The pandemic itself didn’t kill Cadence. But it was the pandemic that caused the married chef-owners of the trail-blazing Kensington BYOB to decide it’s time to move on and start a new chapter in their lives. They announced plans on Instagram to close their celebrated restaurant in August.
“We could have kept going for another five years,” said co-owner and chef Jon Nodler in a phone interview, but the difficult year made them “scrutinize their priorities” and decide it was time to move back home to Wisconsin, where they hope to start a family.
Indeed, Nodler and his partner and wife, pastry chef Samantha Kincaid, scrambled their way through every pivot possible in the past year to keep their restaurant afloat. They made meal kits. They cooked food for World Central Kitchen. The began grinding fresh masa to supply Proyecto Tamal and their own taco kits.
“We did takeout. We did outdoor dining. We did the Texas barbecue Sunday pop-ups with Scott Hanson. And we did special pop-up events (off-site) all last summer — much of it while I had a broken ankle,” says Nodler. Kincaid also worked a second job as a grain ambassador and recipe developer with Deer Creek Malthouse. “It’s not strictly a financial closure, because we did kind of weather the pandemic. The decision ultimately came from slowing down and reflecting more not just on the past year, but the past decade of grinding we’ve just gone through.”
They will continue serving their four-course tasting menu ($58) through mid-August. Hanson’s pop-up will end on July 4.

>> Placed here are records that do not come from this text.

PR #4735, opened 2024-04-18
Q Code Transformation - Reset state between sequential job runs 

arangatang:
## Problem
Customers who ran multiple jobs after each other without accepting / rejecting changes could not see proposed changes for the subsequent job.
(have videos with behaviour, but too large for github upload)

## Solution
Reset state when new job is submitted + streamline reset logic into one piece of code (previously scattered in two places)

### Testing

1. Ran three jobs in a row and verified the proposed changes could be downloaded each time.
(have videos with behaviour, but too large for github upload)

## License

### DIFF
--- a/packages/core/src/codewhisperer/commands/startTransformByQ.ts
+++ b/packages/core/src/codewhisperer/commands/startTransformByQ.ts
@@ -292,9 +292,7 @@ export async function getValidCandidateProjects(): Promise<TransformationCandida
 
 export async function setTransformationToRunningState() {
     await setContextVariables()
-    getLogger().info(`In startTransformByQ about to reset project`)
     await vscode.commands.executeCommand('aws.amazonq.transformationHub.reviewChanges.reset')
-    getLogger().info(`In startTransformByQ project reset`)
     transformByQState.setToRunning()
     sessionPlanProgress['startJob'] = StepProgress.Pending
     sessionPlanProgress['buildCode'] = StepProgress.Pending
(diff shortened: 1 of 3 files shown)


packages/core/src/codewhisperer/commands/startTransformByQ.ts
```diff
@@ -54,10 +54,6 @@ import { sleep } from '../../shared/utilities/timeoutUtils'
 
 let sessionJobHistory: { timestamp: string; module: string; status: string; duration: string; id: string }[] = []
 
-export async function startTransformByQWithProgress() {
-    await startTransformByQ()
-}
-
```
arangatang, line 60: Did a cmd+shift+f and did not find any usages of this one.

packages/core/src/codewhisperer/service/transformByQ/transformationResultsViewProvider.ts
```diff
@@ -261,9 +261,30 @@ export class ProposedTransformationExplorer {
             treeDataProvider: transformDataProvider,
         })
 
+        const reset = async () => {
+            await vscode.commands.executeCommand('setContext', 'gumby.transformationProposalReviewInProgress', false)
+            await vscode.commands.executeCommand('setContext', 'gumby.reviewState', TransformByQReviewStatus.NotStarted)
+
+            // delete result archive after changes cleared
+            // Summary is under ResultArchiveFilePath
```
dhasani23, line 269: nit: maybe add a comment saying that `force: true` prevents an error from being thrown if the file path does not exist, since this `reset()` is called at beginning of every job where those file paths won't always exist

dhasani23 (approved):

justinmk3 (approved):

The couple have been key players in some of the city’s most notable restaurants since arriving from Madison, Wis., in 2012, including Will BYOB and R2L, High Street on Market, Fork and a.kitchen, as well High Street on Hudson in New York. When they finally launched their own concept, along with initial partner Michael Fry, Cadence became one of the darlings of 2018, serving-up gorgeous, hyper-seasonal local plates with a whole animal ingredients. The live fire hearth lends a rustic touch, and a fine-dining polish that was ambitious for a BYOB. The restaurant earned a three bell review and multiple Top 25 nods from the Inquirer, and was named the best new restaurant in America by Food & Wine in 2019. It was also one of the more progressive restaurant workplaces in town, becoming one of the first to add a surcharge to help pay a healthcare stipend for its seven full-time employees.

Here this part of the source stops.